Go through the listing below from its first line and repeat each line exactly, ending at the line containing "on the repo." and including it.
++++++++++++++++++++
PR #767, opened 2023-02-16
Ignore modules when formatting

rayangler:
`prettier` would catch unformatted files nested in the `modules/` directory, leading to potential errors in the GH Actions when running `npm run format` on the repo. 

This PR does the following:
* Uses `prettier` to format unformatted metadata json file in the persistence module. (Perhaps unnecessary given the bullet point below.)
++++++++++++++++++++
- **Solution**
PR #767, opened 2023-02-16
Ignore modules when formatting

rayangler:
`prettier` would catch unformatted files nested in the `modules/` directory, leading to potential errors in the GH Actions when running `npm run format` on the repo. 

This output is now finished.